* [INFORMATION SHOWN]:

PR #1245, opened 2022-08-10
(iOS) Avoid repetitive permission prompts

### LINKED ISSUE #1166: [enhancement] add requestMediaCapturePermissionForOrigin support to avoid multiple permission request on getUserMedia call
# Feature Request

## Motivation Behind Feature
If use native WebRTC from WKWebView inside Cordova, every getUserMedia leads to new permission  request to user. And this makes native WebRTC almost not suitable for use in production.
--
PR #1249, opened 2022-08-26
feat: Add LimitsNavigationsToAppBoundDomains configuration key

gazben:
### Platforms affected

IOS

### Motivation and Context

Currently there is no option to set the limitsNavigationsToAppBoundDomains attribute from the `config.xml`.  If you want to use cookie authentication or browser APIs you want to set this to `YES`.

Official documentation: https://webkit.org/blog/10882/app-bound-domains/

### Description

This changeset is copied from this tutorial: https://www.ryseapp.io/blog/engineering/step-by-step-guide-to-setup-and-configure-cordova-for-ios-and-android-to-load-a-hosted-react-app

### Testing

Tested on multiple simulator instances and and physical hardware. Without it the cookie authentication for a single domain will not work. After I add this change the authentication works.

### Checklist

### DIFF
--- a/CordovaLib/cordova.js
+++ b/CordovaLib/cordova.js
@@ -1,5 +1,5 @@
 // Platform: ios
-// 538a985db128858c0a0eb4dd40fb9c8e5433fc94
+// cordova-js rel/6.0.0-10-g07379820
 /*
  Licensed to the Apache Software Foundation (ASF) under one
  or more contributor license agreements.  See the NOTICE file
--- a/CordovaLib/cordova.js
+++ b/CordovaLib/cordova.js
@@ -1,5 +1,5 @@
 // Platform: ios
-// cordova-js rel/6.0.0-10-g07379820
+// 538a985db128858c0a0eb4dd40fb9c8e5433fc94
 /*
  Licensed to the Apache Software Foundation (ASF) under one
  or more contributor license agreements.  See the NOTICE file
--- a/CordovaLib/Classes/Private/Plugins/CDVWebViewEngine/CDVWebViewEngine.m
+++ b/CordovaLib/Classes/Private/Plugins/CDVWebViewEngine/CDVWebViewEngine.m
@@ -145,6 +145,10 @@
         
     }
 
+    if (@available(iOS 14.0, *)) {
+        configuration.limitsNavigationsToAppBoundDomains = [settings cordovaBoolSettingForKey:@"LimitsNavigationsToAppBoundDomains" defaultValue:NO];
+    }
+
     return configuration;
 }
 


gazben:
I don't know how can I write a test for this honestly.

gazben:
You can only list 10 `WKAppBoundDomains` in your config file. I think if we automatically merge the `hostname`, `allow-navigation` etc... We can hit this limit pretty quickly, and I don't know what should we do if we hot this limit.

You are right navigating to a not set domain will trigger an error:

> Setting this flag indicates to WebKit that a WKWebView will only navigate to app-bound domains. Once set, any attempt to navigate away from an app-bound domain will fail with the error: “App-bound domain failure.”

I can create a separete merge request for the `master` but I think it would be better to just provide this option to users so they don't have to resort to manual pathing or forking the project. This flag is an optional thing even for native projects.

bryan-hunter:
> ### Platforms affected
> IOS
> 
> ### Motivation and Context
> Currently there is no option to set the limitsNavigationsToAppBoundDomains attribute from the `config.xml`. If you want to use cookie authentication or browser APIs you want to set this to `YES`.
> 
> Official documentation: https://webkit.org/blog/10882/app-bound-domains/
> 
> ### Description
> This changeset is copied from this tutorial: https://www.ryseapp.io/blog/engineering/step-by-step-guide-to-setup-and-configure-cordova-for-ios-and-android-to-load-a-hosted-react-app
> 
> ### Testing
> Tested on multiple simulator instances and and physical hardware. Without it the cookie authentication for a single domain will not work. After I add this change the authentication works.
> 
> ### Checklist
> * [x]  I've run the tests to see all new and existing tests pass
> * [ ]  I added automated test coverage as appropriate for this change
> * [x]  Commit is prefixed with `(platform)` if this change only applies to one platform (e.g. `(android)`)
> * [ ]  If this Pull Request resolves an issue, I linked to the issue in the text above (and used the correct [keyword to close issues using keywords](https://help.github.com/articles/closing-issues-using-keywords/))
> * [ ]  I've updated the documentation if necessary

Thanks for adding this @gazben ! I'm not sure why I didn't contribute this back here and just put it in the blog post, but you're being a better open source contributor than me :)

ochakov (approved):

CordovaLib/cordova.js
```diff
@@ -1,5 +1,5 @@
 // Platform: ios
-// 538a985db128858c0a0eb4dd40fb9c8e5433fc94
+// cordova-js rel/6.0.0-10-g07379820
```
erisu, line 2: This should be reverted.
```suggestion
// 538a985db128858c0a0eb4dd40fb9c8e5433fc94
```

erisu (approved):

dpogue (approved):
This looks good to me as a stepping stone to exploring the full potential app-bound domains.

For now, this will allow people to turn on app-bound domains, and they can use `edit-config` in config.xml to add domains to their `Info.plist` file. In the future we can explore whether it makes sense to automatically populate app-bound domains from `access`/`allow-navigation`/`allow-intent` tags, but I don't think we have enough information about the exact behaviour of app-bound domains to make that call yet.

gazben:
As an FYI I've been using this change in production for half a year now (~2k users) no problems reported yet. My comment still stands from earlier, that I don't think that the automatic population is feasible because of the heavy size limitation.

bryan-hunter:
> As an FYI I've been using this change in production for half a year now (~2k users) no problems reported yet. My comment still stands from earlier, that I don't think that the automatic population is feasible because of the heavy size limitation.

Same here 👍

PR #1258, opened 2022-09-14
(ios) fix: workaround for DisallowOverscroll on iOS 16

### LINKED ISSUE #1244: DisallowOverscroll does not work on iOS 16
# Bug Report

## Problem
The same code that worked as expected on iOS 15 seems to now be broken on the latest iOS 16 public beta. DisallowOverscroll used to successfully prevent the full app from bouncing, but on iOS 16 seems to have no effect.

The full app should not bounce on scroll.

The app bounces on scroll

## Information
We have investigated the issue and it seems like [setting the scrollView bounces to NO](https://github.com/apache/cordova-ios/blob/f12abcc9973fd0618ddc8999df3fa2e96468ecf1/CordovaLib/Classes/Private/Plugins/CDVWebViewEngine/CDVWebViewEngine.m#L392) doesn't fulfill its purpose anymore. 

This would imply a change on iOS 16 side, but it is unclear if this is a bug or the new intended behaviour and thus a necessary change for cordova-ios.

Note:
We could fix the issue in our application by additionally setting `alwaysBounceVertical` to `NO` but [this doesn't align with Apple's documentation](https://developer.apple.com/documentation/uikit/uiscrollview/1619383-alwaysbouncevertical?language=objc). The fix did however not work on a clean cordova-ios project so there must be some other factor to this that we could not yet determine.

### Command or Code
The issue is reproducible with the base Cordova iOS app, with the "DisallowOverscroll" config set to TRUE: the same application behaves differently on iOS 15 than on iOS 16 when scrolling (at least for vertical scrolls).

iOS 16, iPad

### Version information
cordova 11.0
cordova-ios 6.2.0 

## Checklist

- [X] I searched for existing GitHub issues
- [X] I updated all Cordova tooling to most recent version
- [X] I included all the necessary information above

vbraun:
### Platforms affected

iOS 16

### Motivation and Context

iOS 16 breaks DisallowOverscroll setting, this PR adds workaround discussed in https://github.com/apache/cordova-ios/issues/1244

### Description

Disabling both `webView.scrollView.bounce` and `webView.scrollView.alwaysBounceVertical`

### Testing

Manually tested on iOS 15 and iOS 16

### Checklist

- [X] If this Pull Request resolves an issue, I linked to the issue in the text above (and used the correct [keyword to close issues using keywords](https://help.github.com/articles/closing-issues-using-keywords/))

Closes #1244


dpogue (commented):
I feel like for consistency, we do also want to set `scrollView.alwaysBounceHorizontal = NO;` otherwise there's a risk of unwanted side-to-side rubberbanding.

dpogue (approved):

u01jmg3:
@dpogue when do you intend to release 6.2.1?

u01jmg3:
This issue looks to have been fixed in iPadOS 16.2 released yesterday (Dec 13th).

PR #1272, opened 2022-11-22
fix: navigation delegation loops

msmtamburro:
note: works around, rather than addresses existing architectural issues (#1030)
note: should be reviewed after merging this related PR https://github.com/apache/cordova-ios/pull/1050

* [TASK ITEM]: The entries above hold a line with "PR #1245, opened 2022-08-10" and a later line with "If use native". Write out exactly those lines and all lines between, nothing more.

* [FINAL ANSWER]:
PR #1245, opened 2022-08-10
(iOS) Avoid repetitive permission prompts

### LINKED ISSUE #1166: [enhancement] add requestMediaCapturePermissionForOrigin support to avoid multiple permission request on getUserMedia call
# Feature Request

## Motivation Behind Feature
If use native WebRTC from WKWebView inside Cordova, every getUserMedia leads to new permission  request to user. And this makes native WebRTC almost not suitable for use in production.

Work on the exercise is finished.